- Work required:
Please return only the lines from the one holding "PR #14504, opened 2025-07-11" through the one holding "The PR introduces", exactly as they appear in the records below, both ends included.

■ ■ ■ ■ ■

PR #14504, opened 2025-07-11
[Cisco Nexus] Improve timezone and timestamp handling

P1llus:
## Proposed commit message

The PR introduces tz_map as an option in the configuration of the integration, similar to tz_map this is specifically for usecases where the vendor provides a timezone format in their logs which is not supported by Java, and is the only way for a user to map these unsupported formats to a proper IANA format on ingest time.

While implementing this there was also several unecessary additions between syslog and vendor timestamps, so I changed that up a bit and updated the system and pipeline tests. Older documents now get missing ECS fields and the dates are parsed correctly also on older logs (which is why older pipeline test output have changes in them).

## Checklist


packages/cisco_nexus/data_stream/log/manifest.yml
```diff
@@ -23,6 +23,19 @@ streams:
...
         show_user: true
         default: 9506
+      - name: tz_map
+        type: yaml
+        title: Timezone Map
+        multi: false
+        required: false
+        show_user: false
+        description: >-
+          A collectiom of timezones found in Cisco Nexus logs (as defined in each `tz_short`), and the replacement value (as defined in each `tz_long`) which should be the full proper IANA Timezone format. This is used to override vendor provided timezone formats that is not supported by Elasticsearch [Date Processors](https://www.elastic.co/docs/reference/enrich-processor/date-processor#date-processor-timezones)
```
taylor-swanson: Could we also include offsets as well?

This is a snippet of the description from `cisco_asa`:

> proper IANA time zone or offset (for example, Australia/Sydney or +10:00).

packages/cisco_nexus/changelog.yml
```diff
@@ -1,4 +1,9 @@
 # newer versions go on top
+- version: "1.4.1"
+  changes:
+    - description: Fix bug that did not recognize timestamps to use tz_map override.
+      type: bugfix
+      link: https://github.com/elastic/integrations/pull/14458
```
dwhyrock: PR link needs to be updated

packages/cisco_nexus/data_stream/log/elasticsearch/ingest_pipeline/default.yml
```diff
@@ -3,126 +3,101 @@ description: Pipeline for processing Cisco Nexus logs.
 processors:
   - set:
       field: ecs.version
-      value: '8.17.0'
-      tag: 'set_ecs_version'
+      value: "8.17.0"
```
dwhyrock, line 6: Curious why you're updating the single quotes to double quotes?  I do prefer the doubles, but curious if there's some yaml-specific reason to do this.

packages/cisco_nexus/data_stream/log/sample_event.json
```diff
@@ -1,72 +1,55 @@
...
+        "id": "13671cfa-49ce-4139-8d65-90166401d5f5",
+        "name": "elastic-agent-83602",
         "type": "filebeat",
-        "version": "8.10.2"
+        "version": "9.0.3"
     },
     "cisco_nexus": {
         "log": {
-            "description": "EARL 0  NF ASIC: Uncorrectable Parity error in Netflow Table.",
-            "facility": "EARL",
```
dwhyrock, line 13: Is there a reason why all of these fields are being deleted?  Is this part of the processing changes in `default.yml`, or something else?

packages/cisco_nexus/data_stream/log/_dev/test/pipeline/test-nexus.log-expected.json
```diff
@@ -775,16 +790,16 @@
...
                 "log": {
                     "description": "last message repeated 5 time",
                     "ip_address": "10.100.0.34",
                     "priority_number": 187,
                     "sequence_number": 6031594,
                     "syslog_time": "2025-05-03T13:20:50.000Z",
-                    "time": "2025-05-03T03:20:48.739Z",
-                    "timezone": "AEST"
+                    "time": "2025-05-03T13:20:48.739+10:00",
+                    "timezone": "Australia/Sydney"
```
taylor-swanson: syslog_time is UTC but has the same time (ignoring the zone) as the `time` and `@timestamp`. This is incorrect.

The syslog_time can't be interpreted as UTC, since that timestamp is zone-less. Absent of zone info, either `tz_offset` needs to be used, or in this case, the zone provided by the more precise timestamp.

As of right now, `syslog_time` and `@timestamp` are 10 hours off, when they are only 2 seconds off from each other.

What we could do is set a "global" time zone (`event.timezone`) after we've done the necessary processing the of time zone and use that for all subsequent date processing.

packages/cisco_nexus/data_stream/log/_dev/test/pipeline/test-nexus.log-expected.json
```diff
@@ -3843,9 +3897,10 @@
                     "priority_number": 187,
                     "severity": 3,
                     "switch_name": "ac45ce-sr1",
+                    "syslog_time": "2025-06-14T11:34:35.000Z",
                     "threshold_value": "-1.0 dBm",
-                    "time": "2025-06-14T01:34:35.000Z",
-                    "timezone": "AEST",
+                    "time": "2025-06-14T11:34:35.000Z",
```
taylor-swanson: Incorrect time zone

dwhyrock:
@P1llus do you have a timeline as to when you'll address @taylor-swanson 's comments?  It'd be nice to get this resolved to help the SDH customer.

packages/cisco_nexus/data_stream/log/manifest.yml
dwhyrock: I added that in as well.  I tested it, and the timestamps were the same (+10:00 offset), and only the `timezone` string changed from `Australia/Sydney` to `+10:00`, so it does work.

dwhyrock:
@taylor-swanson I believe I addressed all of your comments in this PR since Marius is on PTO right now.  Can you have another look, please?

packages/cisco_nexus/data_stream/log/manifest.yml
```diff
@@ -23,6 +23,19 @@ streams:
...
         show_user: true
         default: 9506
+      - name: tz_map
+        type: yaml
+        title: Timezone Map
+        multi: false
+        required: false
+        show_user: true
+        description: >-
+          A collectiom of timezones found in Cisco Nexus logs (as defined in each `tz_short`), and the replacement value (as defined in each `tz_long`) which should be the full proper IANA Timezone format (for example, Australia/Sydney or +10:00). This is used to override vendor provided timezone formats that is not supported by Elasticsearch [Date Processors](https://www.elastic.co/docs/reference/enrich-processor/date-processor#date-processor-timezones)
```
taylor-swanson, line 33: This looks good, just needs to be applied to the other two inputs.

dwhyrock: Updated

■ ■ ■ ■ ■

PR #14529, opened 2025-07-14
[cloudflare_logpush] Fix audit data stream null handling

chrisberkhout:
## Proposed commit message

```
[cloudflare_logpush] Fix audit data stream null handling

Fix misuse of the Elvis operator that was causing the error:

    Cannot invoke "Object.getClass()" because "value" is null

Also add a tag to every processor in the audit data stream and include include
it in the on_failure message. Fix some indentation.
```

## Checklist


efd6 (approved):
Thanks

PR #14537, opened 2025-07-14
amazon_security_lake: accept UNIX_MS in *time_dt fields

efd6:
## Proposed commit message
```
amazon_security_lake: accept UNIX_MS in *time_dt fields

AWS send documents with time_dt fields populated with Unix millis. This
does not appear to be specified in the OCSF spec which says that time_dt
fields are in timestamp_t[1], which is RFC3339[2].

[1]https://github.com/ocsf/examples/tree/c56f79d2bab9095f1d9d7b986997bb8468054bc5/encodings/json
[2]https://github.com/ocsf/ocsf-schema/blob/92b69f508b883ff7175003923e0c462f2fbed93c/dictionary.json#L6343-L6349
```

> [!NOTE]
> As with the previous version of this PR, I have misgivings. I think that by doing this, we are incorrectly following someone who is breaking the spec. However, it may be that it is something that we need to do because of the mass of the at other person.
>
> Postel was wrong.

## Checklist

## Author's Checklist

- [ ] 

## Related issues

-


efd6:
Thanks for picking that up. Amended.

■ ■ ■ ■ ■

- Response to this task:
PR #14504, opened 2025-07-11
[Cisco Nexus] Improve timezone and timestamp handling

P1llus:
## Proposed commit message

The PR introduces tz_map as an option in the configuration of the integration, similar to tz_map this is specifically for usecases where the vendor provides a timezone format in their logs which is not supported by Java, and is the only way for a user to map these unsupported formats to a proper IANA format on ingest time.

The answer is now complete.